§ **EXERCISE DIRECTIONS**:
Please give the data again in full, exactly as provided.

§ **Data records**:
● ● ●

PR #4105, opened 2021-05-18
Show logo in mobile view

kontrollanten:
## Description
Changes the mobile CSS so that only the instance name is hidden in mobile view. Since there's a lot of 

## Has this been tested?

1) Open the site with a screen res with max-width < 500 px.

## Screenshots

image


Chocobozzz:
I think the hamburger icon and the logo are too close for a touch screen

Chocobozzz:
Seems the PR is broken

PR #4114, opened 2021-05-20
Allow SSL database parameter

stakovicz:
Allow SSL database parameter via environment variable

## Has this been tested?


support/docker/production/config/custom-environment-variables.yaml
```diff
@@ -19,6 +19,7 @@ database:
   suffix: "PEERTUBE_DB_SUFFIX"
   username: "PEERTUBE_DB_USERNAME"
   password: "PEERTUBE_DB_PASSWORD"
+  ssl: "PEERTUBE_DB_SSL"
```
Chocobozzz, line 22:
```suggestion
  ssl:
  __name: "PEERTUBE_DB_SSL"
  __format: "json"
```

So it's interpreted as a boolean

Issue #3830, opened 2021-03-05
Send notifications via Push and Notification API


kontrollanten:
**Describe the problem to be solved**
Add support for using [Push API](https://developer.mozilla.org/en-US/docs/Web/API/Push_API) and [Notification API](https://developer.mozilla.org/en-US/docs/Web/API/Notifications_API) for notifications. This will make it easier to notify users about an upcoming live stream and also help keep comment discussions active.

**Describe the solution you would like:**
As a user I'd like to be able to get all notifications pushed with Notification API.

**Describe alternatives you have considered**  
Maybe this can be done via a plugin. Then we would need some kind of `action:notification-created` hook and also som ability inject code running in the service worker.

A basic implementation guide: https://flaviocopes.com/push-api/#overview

kontrollanten:
It seems that it's not much needed to be able to implement this via a plugin. When a ServiceWorker is registered it's registered within a scope. By default the scope is the same path as the service worker file is within (/plugins/[pluginName]/[version]/static/serviceWorker.js in this case). This will lead to a problem upon updates, since the ServiceWorker scope changes for each version. I see two different solutions:

A) Add a plugin path without version; /plugins/[pluginName]/static/serviceWorker.js
B) Add [Service-Worker-Allowed header](https://medium.com/dev-channel/two-http-headers-related-to-service-workers-you-never-may-have-heard-of-c8862f76cc60) to the ServiceWorker asset. This mean that either this header should be added to all plugins JS files or it should be optionally added in the plugin `package.json`.

Any opinions?

kontrollanten:
This can be done with current PeerTube API; https://framagit.org/kontrollanten/peertube-plugin-one-signal

PR #4126, opened 2021-05-28
add client hook filter:videojs.options

### LINKED ISSUE #4086: Plugin filter to alter videojs options
We'd like to use videojs-chromecast plugin to add Chromecast support.

Relates to #2430 

We've created a proof of concept here https://github.com/andreasgan/PeerTube/pull/1/files

I think this can be solved with a PeerTube plugin with the following API.

```
  registerHook({
    target: 'filter:videojs.options',
    handler: ({ options }) => ({
      ...options,
      techOrder: [ 'chromecast', 'html5' ],
      chromecast: {
        modifyLoadRequestFn: function (loadRequest: any) {
          loadRequest.media.hlsSegmentFormat = 'fmp4';
          loadRequest.media.hlsVideoSegmentFormat = 'fmp4';
          return loadRequest;
        }
      },
    }),
  })

```

kontrollanten:
## Description
Add possibility to alter videojs options with a hook.

## Related issues
closes #4086

## Has this been tested?

1) Install `peertube-plugin-tv-streaming`.
1) Watch a HLS video.
1) Connect to Chromecast by clicking on icon in the right corner of video.


client/src/assets/player/peertube-player-manager.ts
```diff
@@ -144,7 +145,7 @@ export class PeertubePlayerManager {
       ])
     }
 
-    const videojsOptions = this.getVideojsOptions(mode, options, p2pMediaLoader)
+    const videojsOptions = await this.getVideojsOptions(mode, options, p2pMediaLoader)
```
Chocobozzz, line 148: Instead of changing `client/src/root-helpers/plugins.ts` file, just add a `videojsOptionsFilter` parameter in `PeertubePlayerManagerOptions`.

embed and watch page will create a filter function that send the object to plugins

kontrollanten: Isn't it more simple to have the filter function on one place instead of duplicating the code?

Chocobozzz: Yes you're right but I'd prefer to not couple the peertube plugin system to the player manager (if we can avoid it)

kontrollanten: I see. But maybe it opens up for more possibilities to make the plugin system agnostic, I'm thinking about running hooks/filter in ServiceWorker (caching, push notifications), etc,

kontrollanten: This should open up for #3830 by allowing a hook to be called in the ServiceWorker.

kontrollanten: What do you think?

Chocobozzz: this is a good idea, I'll update and merge the PR

Chocobozzz:
I renamed the hook to `filter:internal.player.videojs.options.result`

● ● ●

§ **ANSWER FOR THE TASK**:
PR #4105, opened 2021-05-18
Show logo in mobile view

kontrollanten:
## Description
Changes the mobile CSS so that only the instance name is hidden in mobile view. Since there's a lot of 

## Has this been tested?

1) Open the site with a screen res with max-width < 500 px.

## Screenshots

image


Chocobozzz:
I think the hamburger icon and the logo are too close for a touch screen

Chocobozzz:
Seems the PR is broken

PR #4114, opened 2021-05-20
Allow SSL database parameter

stakovicz:
Allow SSL database parameter via environment variable

## Has this been tested?


support/docker/production/config/custom-environment-variables.yaml
```diff
@@ -19,6 +19,7 @@ database:
   suffix: "PEERTUBE_DB_SUFFIX"
   username: "PEERTUBE_DB_USERNAME"
   password: "PEERTUBE_DB_PASSWORD"
+  ssl: "PEERTUBE_DB_SSL"
```
Chocobozzz, line 22:
```suggestion
  ssl:
  __name: "PEERTUBE_DB_SSL"
  __format: "json"
```

So it's interpreted as a boolean

Issue #3830, opened 2021-03-05
Send notifications via Push and Notification API


kontrollanten:
**Describe the problem to be solved**
Add support for using [Push API](https://developer.mozilla.org/en-US/docs/Web/API/Push_API) and [Notification API](https://developer.mozilla.org/en-US/docs/Web/API/Notifications_API) for notifications. This will make it easier to notify users about an upcoming live stream and also help keep comment discussions active.

**Describe the solution you would like:**
As a user I'd like to be able to get all notifications pushed with Notification API.

**Describe alternatives you have considered**  
Maybe this can be done via a plugin. Then we would need some kind of `action:notification-created` hook and also som ability inject code running in the service worker.

A basic implementation guide: https://flaviocopes.com/push-api/#overview

kontrollanten:
It seems that it's not much needed to be able to implement this via a plugin. When a ServiceWorker is registered it's registered within a scope. By default the scope is the same path as the service worker file is within (/plugins/[pluginName]/[version]/static/serviceWorker.js in this case). This will lead to a problem upon updates, since the ServiceWorker scope changes for each version. I see two different solutions:

A) Add a plugin path without version; /plugins/[pluginName]/static/serviceWorker.js
B) Add [Service-Worker-Allowed header](https://medium.com/dev-channel/two-http-headers-related-to-service-workers-you-never-may-have-heard-of-c8862f76cc60) to the ServiceWorker asset. This mean that either this header should be added to all plugins JS files or it should be optionally added in the plugin `package.json`.

Any opinions?

kontrollanten:
This can be done with current PeerTube API; https://framagit.org/kontrollanten/peertube-plugin-one-signal

PR #4126, opened 2021-05-28
add client hook filter:videojs.options

### LINKED ISSUE #4086: Plugin filter to alter videojs options
We'd like to use videojs-chromecast plugin to add Chromecast support.

Relates to #2430 

We've created a proof of concept here https://github.com/andreasgan/PeerTube/pull/1/files

I think this can be solved with a PeerTube plugin with the following API.

```
  registerHook({
    target: 'filter:videojs.options',
    handler: ({ options }) => ({
      ...options,
      techOrder: [ 'chromecast', 'html5' ],
      chromecast: {
        modifyLoadRequestFn: function (loadRequest: any) {
          loadRequest.media.hlsSegmentFormat = 'fmp4';
          loadRequest.media.hlsVideoSegmentFormat = 'fmp4';
          return loadRequest;
        }
      },
    }),
  })

```

kontrollanten:
## Description
Add possibility to alter videojs options with a hook.

## Related issues
closes #4086

## Has this been tested?

1) Install `peertube-plugin-tv-streaming`.
1) Watch a HLS video.
1) Connect to Chromecast by clicking on icon in the right corner of video.


client/src/assets/player/peertube-player-manager.ts
```diff
@@ -144,7 +145,7 @@ export class PeertubePlayerManager {
       ])
     }
 
-    const videojsOptions = this.getVideojsOptions(mode, options, p2pMediaLoader)
+    const videojsOptions = await this.getVideojsOptions(mode, options, p2pMediaLoader)
```
Chocobozzz, line 148: Instead of changing `client/src/root-helpers/plugins.ts` file, just add a `videojsOptionsFilter` parameter in `PeertubePlayerManagerOptions`.

embed and watch page will create a filter function that send the object to plugins

kontrollanten: Isn't it more simple to have the filter function on one place instead of duplicating the code?

Chocobozzz: Yes you're right but I'd prefer to not couple the peertube plugin system to the player manager (if we can avoid it)

kontrollanten: I see. But maybe it opens up for more possibilities to make the plugin system agnostic, I'm thinking about running hooks/filter in ServiceWorker (caching, push notifications), etc,

kontrollanten: This should open up for #3830 by allowing a hook to be called in the ServiceWorker.

kontrollanten: What do you think?

Chocobozzz: this is a good idea, I'll update and merge the PR

Chocobozzz:
I renamed the hook to `filter:internal.player.videojs.options.result`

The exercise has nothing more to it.